Start of Extracted information

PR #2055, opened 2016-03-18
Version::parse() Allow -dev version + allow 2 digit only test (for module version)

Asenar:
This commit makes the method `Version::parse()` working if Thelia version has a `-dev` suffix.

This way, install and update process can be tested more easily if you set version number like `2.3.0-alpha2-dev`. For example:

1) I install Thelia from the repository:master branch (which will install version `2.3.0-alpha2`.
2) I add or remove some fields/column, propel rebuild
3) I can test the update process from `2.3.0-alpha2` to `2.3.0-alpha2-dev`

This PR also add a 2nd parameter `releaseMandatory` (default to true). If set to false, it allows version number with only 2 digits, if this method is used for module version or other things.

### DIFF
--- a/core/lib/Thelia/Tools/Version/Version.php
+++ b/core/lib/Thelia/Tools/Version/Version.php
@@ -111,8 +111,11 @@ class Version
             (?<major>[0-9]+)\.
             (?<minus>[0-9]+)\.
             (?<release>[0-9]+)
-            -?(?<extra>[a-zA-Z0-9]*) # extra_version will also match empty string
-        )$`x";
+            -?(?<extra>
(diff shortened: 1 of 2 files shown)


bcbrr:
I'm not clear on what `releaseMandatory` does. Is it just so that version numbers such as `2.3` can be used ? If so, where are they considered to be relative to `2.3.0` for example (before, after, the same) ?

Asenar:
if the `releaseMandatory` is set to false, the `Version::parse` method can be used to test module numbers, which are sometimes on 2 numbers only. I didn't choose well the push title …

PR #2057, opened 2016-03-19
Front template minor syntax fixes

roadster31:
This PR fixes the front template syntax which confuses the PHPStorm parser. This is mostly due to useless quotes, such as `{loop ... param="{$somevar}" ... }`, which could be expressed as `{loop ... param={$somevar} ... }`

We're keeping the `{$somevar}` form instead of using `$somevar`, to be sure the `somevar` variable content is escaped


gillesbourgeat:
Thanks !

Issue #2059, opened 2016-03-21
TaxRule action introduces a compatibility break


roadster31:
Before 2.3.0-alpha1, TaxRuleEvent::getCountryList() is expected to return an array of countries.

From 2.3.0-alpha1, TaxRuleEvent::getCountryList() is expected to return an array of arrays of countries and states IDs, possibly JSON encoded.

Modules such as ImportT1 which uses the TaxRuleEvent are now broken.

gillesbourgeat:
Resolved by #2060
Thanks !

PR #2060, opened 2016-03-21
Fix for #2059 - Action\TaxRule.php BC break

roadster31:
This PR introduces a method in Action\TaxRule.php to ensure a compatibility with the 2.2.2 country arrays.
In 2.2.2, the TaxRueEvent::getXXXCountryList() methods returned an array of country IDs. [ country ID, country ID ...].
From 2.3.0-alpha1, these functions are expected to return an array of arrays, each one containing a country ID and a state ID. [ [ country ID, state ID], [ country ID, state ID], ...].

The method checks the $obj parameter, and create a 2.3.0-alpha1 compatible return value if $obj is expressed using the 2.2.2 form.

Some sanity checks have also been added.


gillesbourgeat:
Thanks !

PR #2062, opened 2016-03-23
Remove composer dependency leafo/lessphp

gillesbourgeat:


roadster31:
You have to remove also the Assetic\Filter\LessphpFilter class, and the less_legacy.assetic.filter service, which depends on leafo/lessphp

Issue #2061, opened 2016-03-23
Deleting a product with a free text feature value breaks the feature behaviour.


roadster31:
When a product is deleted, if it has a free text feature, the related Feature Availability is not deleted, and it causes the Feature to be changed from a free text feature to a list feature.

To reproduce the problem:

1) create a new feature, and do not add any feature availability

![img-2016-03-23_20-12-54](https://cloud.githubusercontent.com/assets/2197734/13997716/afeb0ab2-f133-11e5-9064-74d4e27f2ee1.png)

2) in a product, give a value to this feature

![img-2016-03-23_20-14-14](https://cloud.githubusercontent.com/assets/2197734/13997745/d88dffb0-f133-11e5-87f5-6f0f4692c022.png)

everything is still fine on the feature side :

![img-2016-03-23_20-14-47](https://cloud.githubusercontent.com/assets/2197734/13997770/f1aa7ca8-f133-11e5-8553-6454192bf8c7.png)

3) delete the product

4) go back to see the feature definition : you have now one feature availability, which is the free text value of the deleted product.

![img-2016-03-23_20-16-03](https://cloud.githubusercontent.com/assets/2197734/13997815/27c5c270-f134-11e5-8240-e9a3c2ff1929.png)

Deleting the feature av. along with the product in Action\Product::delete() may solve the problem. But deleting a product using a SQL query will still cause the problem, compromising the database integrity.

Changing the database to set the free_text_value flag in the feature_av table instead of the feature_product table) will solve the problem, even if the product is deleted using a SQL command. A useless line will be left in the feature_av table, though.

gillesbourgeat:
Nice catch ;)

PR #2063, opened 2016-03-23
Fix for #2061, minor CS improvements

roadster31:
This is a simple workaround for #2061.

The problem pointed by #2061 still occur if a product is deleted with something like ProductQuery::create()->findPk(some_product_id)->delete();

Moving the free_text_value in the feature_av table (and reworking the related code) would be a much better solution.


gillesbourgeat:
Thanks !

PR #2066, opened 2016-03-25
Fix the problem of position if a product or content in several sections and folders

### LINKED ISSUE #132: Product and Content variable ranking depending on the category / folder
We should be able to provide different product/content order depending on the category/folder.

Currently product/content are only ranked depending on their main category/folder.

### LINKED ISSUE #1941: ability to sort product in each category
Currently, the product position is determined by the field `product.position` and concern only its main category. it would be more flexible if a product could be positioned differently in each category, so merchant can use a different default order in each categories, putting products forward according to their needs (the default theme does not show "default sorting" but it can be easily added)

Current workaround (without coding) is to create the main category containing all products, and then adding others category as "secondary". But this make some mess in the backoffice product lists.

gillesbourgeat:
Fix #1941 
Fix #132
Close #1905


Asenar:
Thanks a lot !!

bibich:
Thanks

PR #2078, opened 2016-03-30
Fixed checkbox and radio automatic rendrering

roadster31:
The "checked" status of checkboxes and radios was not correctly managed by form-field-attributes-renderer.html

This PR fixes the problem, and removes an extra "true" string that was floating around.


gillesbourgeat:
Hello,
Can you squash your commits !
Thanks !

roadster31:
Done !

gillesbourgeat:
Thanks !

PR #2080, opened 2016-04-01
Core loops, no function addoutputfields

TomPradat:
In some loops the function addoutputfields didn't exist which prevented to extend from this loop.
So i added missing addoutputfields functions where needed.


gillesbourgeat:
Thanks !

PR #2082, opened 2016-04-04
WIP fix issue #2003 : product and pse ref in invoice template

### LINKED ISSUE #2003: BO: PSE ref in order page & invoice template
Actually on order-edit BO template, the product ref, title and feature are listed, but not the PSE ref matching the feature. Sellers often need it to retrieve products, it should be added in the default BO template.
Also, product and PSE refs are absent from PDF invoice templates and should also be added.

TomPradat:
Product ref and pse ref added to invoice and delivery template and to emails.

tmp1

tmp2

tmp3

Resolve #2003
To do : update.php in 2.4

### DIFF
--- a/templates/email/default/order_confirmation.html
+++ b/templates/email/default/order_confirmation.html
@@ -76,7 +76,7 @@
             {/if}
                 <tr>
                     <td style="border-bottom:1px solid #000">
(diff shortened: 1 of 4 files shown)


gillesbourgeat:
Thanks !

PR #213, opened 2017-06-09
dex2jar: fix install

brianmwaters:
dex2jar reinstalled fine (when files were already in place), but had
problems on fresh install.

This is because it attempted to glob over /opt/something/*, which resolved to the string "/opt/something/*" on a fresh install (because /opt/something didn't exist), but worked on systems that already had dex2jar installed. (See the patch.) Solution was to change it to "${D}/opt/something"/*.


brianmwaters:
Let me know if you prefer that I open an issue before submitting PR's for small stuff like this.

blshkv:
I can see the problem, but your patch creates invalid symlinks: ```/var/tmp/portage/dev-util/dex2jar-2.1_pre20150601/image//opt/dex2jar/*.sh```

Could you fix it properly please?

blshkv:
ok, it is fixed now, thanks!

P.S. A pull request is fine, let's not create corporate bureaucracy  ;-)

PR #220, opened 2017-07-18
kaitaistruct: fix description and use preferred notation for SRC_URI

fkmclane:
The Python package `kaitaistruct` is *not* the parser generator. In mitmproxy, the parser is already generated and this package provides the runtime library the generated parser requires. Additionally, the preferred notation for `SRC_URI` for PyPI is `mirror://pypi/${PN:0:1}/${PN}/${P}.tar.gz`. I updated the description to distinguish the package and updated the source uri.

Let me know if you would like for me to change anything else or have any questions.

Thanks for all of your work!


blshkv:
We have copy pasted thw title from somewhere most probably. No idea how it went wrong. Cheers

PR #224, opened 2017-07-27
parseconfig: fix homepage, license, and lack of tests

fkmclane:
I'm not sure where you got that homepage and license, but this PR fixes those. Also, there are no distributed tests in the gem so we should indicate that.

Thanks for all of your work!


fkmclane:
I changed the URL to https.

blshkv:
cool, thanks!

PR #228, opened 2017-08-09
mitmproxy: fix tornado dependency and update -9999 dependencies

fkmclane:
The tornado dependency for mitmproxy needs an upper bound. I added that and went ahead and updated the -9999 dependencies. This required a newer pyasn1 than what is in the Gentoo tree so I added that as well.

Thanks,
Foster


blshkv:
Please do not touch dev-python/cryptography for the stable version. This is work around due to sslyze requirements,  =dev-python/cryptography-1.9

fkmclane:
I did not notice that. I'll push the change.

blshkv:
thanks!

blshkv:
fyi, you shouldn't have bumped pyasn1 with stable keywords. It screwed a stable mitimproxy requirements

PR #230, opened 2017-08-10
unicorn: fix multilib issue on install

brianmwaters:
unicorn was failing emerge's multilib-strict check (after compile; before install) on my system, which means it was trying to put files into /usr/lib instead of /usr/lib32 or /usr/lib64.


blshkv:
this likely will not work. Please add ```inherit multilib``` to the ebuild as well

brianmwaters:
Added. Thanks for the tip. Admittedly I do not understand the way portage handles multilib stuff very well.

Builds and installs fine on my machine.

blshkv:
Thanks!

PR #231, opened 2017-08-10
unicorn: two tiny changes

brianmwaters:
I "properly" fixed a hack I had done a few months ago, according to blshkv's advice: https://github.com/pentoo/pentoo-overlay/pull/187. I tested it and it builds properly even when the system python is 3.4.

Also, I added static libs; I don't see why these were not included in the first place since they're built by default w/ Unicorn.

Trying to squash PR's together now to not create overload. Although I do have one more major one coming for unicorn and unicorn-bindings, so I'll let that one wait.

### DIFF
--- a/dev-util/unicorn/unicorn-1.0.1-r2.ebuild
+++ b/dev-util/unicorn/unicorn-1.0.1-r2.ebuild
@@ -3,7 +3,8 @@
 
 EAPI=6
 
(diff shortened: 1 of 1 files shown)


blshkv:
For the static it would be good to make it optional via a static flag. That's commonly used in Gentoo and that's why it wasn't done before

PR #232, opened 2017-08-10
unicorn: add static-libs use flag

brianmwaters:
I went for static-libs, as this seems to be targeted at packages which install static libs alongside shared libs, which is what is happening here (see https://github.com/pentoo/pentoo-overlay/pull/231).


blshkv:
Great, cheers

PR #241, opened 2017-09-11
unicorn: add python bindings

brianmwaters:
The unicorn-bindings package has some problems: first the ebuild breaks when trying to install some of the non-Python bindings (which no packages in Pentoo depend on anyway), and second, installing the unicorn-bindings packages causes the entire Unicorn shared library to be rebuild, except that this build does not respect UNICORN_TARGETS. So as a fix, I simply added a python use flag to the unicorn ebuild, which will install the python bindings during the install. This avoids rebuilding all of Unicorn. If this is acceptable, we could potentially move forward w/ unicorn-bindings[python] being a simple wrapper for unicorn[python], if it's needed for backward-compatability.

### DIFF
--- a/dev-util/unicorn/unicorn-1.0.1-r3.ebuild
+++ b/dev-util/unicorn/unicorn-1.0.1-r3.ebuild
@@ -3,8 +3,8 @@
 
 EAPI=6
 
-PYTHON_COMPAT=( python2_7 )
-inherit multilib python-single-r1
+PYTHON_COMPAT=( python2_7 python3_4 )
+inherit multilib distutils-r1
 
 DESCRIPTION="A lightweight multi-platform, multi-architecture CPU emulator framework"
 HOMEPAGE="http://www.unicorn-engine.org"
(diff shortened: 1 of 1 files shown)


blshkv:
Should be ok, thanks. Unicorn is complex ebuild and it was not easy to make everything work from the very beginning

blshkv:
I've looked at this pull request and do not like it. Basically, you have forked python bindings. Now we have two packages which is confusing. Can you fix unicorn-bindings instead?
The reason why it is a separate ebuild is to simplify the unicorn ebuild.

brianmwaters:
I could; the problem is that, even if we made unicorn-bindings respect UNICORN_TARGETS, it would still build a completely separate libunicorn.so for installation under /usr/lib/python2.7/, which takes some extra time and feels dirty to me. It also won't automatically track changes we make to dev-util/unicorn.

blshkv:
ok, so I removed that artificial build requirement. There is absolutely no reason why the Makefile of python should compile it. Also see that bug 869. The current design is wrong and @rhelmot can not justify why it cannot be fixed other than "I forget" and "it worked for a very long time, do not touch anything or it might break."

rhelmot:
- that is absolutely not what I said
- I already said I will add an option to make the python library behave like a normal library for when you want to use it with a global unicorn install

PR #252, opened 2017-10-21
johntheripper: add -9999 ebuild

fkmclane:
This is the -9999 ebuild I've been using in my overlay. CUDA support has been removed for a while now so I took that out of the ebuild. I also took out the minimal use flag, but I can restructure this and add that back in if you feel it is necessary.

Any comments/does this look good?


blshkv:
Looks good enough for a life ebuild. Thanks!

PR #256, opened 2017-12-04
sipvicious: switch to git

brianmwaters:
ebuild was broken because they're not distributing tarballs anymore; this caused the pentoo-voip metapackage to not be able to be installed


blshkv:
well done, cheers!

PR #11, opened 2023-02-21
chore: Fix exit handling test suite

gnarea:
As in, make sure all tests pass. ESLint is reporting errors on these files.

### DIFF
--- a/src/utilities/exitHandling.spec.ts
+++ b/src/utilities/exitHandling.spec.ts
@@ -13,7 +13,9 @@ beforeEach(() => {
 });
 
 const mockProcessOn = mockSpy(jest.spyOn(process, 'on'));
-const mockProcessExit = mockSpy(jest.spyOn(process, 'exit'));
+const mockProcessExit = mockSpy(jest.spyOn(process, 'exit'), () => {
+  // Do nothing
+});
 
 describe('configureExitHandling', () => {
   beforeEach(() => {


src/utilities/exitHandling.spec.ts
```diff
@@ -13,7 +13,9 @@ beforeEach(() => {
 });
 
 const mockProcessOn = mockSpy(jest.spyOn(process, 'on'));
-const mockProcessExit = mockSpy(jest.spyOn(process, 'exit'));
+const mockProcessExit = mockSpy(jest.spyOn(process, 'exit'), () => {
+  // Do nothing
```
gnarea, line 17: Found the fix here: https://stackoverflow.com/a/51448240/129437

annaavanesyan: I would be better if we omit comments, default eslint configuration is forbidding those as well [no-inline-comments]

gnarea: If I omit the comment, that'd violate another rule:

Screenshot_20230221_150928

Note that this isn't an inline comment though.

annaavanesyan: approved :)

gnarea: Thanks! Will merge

End of Extracted information

▶ Work task
Return the entries exactly through the "This commit makes" line.

▶ Output of the exercise
PR #2055, opened 2016-03-18
Version::parse() Allow -dev version + allow 2 digit only test (for module version)

Asenar:
This commit makes the method `Version::parse()` working if Thelia version has a `-dev` suffix.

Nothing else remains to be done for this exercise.